# diskwarrior freezes on replacing directory



## kevicoll (Feb 10, 2006)

Friends,

I was having a major slow down yesterday on a new g5 imac running tiger 10.4 so I shut everything down and ran diskwarrior 3.03 on all my drives and then the applejack utility. This seemed to work in the past. But when I get to the external drive, diskwarrior froze at the replacing directory stage so after an hour I manually restarted the machine. The drive still appears on the desktop but I couldn't open it. I ran dw again and left it running all night and when I came in this am there was an error message saying I had a hardware problem, run dw again and copy from the preview. Diskwarrior is running again and again seems frozen. Is this normal? At what point should I send the drive to the data recovery folks? Thanks.

Kevin


----------



## ThreeDee912 (Feb 11, 2006)

No, it doesn't seem normal. Try does the Disk Utility program in the Utilities folder say that the SMART Status is failing? This is another reason why "You should ALWAYS backup your work."


----------



## macguru (Oct 9, 2005)

agree with previous poster that is very likelya hard drive failure-confirmable under disk utility in utilities folder which is in applications folder. IF you are under AppleCare it's time to call 1-800-SOS APPL for help.

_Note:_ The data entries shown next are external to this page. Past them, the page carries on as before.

PR #2524, opened 2022-01-21
Rename storage class into address space

### LINKED ISSUE #2440: "Storage class" term is unnecessarily confusing
Having a "storage class" of something being "storage" is a good way to confuse a lot of people.

### History

Our "storage class" is inherited from SPIR-V. In SPIR-V this term appeared originally in 1.0, while the working group realized later that they actually need "storage buffer" being one of the types and added it post-factum in 1.1 and "VK_KHR_storage_buffer_storage_class" extension. Just look at this extension name!

@dneto0 can shed some light here. My expectation is that the "storage buffer" class didn't get designed at the right time, hence it got a very unfortunate naming conflict.

### Proposal

Rename all the "storage class" to something neutral and less confusing. Like "memory class".

Edit: "storage type" -> "storage class"

kvark:
Closes #2440
I have no hard feelings about "memory class" as a name, as long as it's not colliding with the other uses of "storage" in the spec. Currently, it's used in 3 different things:
- "storage class" as a term
- "storage" storage class as one of the variants, used for buffers
- "texture_storage" aka the storage texture

Edit: new name is "address space"

***
<a href="https://pr-preview.s3.amazonaws.com/kvark/gpuweb/pull/2524.html" title="Last updated on Jan 25, 2022, 10:15 PM UTC (acd0b72)">Preview</a> | <a href="https://pr-preview.s3.amazonaws.com/gpuweb/gpuweb/2524/483d761...kvark:acd0b72.html" title="Last updated on Jan 25, 2022, 10:15 PM UTC (acd0b72)">Diff</a>

### DIFF
--- a/spec/index.bs
+++ b/spec/index.bs
@@ -4933,11 +4933,11 @@ typedef double GPUPipelineConstantValue; // May represent WGSL's bool, f32, i32,
                     If |entry|.{{GPUBindGroupLayoutEntry/buffer}}.{{GPUBufferBindingLayout/type}} is:
                     <dl class=switch>
                         : {{GPUBufferBindingType/"uniform"}}
-                        :: |variable| is declared with the storage class `uniform`.
+                        :: |variable| is declared with the address space `uniform`.
                         : {{GPUBufferBindingType/"storage"}}
-                        :: |variable| is declared with the storage class `storage` and access mode `read_write`.
+                        :: |variable| is declared with the address space `storage` and access mode `read_write`.
                         : {{GPUBufferBindingType/"read-only-storage"}}
-                        :: |variable| is declared with the storage class `storage` and access mode `read`.
+                        :: |variable| is declared with the address space `storage` and access mode `read`.
                     </dl>
 
                 ::
--- a/spec/index.bs
+++ b/spec/index.bs
@@ -4933,11 +4933,11 @@ typedef double GPUPipelineConstantValue; // May represent WGSL's bool, f32, i32,
                     If |entry|.{{GPUBindGroupLayoutEntry/buffer}}.{{GPUBufferBindingLayout/type}} is:
                     <dl class=switch>
                         : {{GPUBufferBindingType/"uniform"}}
-                        :: |variable| is declared with the address space `uniform`.
+                        :: |variable| is declared with address space `uniform`.
                         : {{GPUBufferBindingType/"storage"}}
-                        :: |variable| is declared with the address space `storage` and access mode `read_write`.
+                        :: |variable| is declared with address space `storage` and access mode `read_write`.
                         : {{GPUBufferBindingType/"read-only-storage"}}
-                        :: |variable| is declared with the address space `storage` and access mode `read`.
+                        :: |variable| is declared with address space `storage` and access mode `read`.
                     </dl>
 
                 ::
--- a/wgsl/index.bs
+++ b/wgsl/index.bs
@@ -1088,12 +1088,12 @@ An <dfn noexport>atomic type</dfn> encapsulates a [=scalar=] type such that:
 An expression must not evaluate to an atomic type.
 
 Atomic types may only be instantiated by variables in the [=address spaces/workgroup=]
-space or by [=storage buffer=] variables with a [=access/read_write=] access mode.
-The [=memory scope=] of operations on the type is determined by the memory
-class it is instantiated in.
-Atomic types in the [=address spaces/workgroup=] s[ace] have a memory
+address space or by [=storage buffer=] variables with a [=access/read_write=] access mode.
+The [=memory scope=] of operations on the type is determined by the [=address space=]
+it is instantiated in.
+Atomic types in the [=address spaces/workgroup=] address space have a memory
 scope of `Workgroup`, while those in the [=address spaces/storage=]
-class have a memory scope of `QueueFamily`.
+address space have a memory scope of `QueueFamily`.
 
 An <dfn noexport>atomic modification</dfn> is any
 [[#memory-operation|operation]] on an atomic object which sets the content of
@@ -1656,7 +1656,7 @@ For a write-only storage texture, the underlying texels are write-only.
 
 <table class='data'>
   <thead>
-    <tr><th>WGSL address space<th>SPIR-V address space
+    <tr><th>WGSL address space<th>SPIR-V storage class
   </thead>
   <tr><td>uniform<td>Uniform
   <tr><td>workgroup<td>Workgroup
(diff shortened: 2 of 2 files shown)


dneto0:
I don't have super strong opinions about this. I haven't read through the change in detail to check for readability.


I used "storage class" initially because 
- it basically lines up with C's storage class concept
- which was then adopted and extended for SPIR-V
- GLSL uses "storage qualifier"

This should go to the W3C group for a decision.

An alternate could be renaming both "storage texture" and "storage buffer" (SSBO).  But I don't have and haven't heard good alternative candidates for those.

litherum:
We don't have opinions about this.

dneto0:
Discussed in [2022-01-15 meeting](https://docs.google.com/document/d/1XiSmmqsTfwfw_PNo-pRETKnzd4U1noRPE6uiQYSFRV0/edit#)

Decided to rename "storage class" to "address space"

kvark:
Switched to "address space" and rebased. All ready to go.
@dneto0 one thing I'm not sure about is the use of sentences like "memory of a variable", which used to be "storage of a variable". Let me know if you want these to be fixed/adjusted, please.

wgsl/index.bs
```diff
@@ -1085,12 +1085,12 @@ An <dfn noexport>atomic type</dfn> encapsulates a [=scalar=] type such that:
 
 An expression must not evaluate to an atomic type.
 
-Atomic types may only be instantiated by variables in the [=storage classes/workgroup=]
-storage class or by [=storage buffer=] variables with a [=access/read_write=] access mode.
-The [=memory scope=] of operations on the type is determined by the storage
+Atomic types may only be instantiated by variables in the [=address spaces/workgroup=]
+space or by [=storage buffer=] variables with a [=access/read_write=] access mode.
```
dneto0, line 1089: "space" -> "address space"

spec/index.bs
```diff
@@ -4933,11 +4933,11 @@ typedef double GPUPipelineConstantValue; // May represent WGSL's bool, f32, i32,
                     If |entry|.{{GPUBindGroupLayoutEntry/buffer}}.{{GPUBufferBindingLayout/type}} is:
                     <dl class=switch>
                         : {{GPUBufferBindingType/"uniform"}}
-                        :: |variable| is declared with the storage class `uniform`.
+                        :: |variable| is declared with the address space `uniform`.
```
dneto0, line 4936: Optional:  Suggest deleting "the" here.

Somehow that reads better?

wgsl/index.bs
```diff
@@ -1085,12 +1085,12 @@ An <dfn noexport>atomic type</dfn> encapsulates a [=scalar=] type such that:
...
+The [=memory scope=] of operations on the type is determined by the memory
```
dneto0, line 1090: "memory class" -> "address space"

wgsl/index.bs
```diff
@@ -1085,12 +1085,12 @@ An <dfn noexport>atomic type</dfn> encapsulates a [=scalar=] type such that:
...
 class it is instantiated in.
-Atomic types in the [=storage classes/workgroup=] storage class have a memory
-scope of `Workgroup`, while those in the [=storage classes/storage=] storage
+Atomic types in the [=address spaces/workgroup=] s[ace] have a memory
```
dneto0, line 1092: "s[ace]" -> "address space"

wgsl/index.bs
```diff
@@ -1085,12 +1085,12 @@ An <dfn noexport>atomic type</dfn> encapsulates a [=scalar=] type such that:
...
+scope of `Workgroup`, while those in the [=address spaces/storage=]
 class have a memory scope of `QueueFamily`.
```
dneto0, line 1094: "class" -> "address space"

wgsl/index.bs
```diff
@@ -1654,7 +1654,7 @@ For a write-only storage texture, the underlying texels are write-only.
 
 <table class='data'>
   <thead>
-    <tr><th>WGSL storage class<th>SPIR-V storage class
+    <tr><th>WGSL address space<th>SPIR-V address space
```
dneto0, line 1657: Keep it "SPIR-V storage class"

wgsl/index.bs
```diff
@@ -2156,29 +2156,29 @@ The access mode of a memory view must be supported by the storage class. See [[#
         Pointer types may appear in [SHORTNAME] program source.
 </table>
 
-When *analyzing* a [SHORTNAME] program, reference and pointer types are fully parameterized by a storage class,
+When *analyzing* a [SHORTNAME] program, reference and pointer types are fully parameterized by a address space,
```
dneto0, line 2159: "a address space" -> "an address space"

wgsl/index.bs
```diff
@@ -10003,11 +10001,10 @@ between atomic accesses acting on different memory locations.
 
 Atomic built-in functions `must` not be used in a [=vertex=] shader stage.
 
-The storage class `SC` of the `atomic_ptr` parameter in all atomic built-in
-functions `must` be either [=storage classes/storage=] or [=storage
-classes/workgroup=].
-[=storage classes/workgroup=] atomics have a **Workgroup**
-[=memory scope=] in SPIR-V, while [=storage classes/storage=] atomics have a
+The address space `SC` of the `atomic_ptr` parameter in all atomic built-in
```
dneto0, line 10004: I filed a TODO to update the "SC" pattern variables to "AS".

dneto0:
> Switched to "address space" and rebased. All ready to go. @dneto0 one thing I'm not sure about is the use of sentences like "memory of a variable", which used to be "storage of a variable". Let me know if you want these to be fixed/adjusted, please.

Those uses look good to me. Thanks for highlighting them.

dneto0 (changes requested):
I found some missing instances, and minor wording fixes.

spec/index.bs
kvark: I find "the" perfectly appropriate here, as a non-native speaker :)
will do the suggested change anyway

wgsl/index.bs
kvark: hah, nice catch!

wgsl/index.bs
kvark: I hesitated to call it "AS" because there is a different parameter (access mode) called "A".
I wanted to try just "S" (for "space"), so let me know if that doesn't work for you :)

kvark:
Addressed everything and rebased. Thank you for the thorough review!

dneto0 (approved):
Thanks!

kdashg:
<details><summary><a href="https://github.com/gpuweb/gpuweb/wiki/wgsl-2022-01-25-minutes#rename-storage-class-into-memory-class-2524">WGSL meeting minutes 2022-01-25</a></summary>



* DM: lots of terms use storage. Too many IMO. I picked changing storage class to memory class. Don’t think David’s reasoning is that strong
* DM: “memory class” is fine with me as standalone, detached from past cultural reference.
* AB: This is a new term of art.  Would like reuse a name like “address space” used elsewhere. “Memory class” doesn’t conjure something specific to me.
* AB: HLSL’s “constant” buffer  for UBO
* JB: MSL uses “address space”.
* AB: OpenCL uses address space, lots of compilers use it.
* MM: In Metal it is a different address space.
* JB: We segregate these because they have different implementations.
* _Consensus: rename “storage class” to “address space”.  DM to pick it up._


</details>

I personally believe in AppleCare for laptops.


----------



## [email protected] (Nov 11, 2005)

i've done the same thing before. I had to re-zero the drive to get it to work again. That means erasing it for good. I once had a drive fail smart tests and after re-zeroing it passed. That could have been a fluke but that drive still works today and that was over a year ago.


----------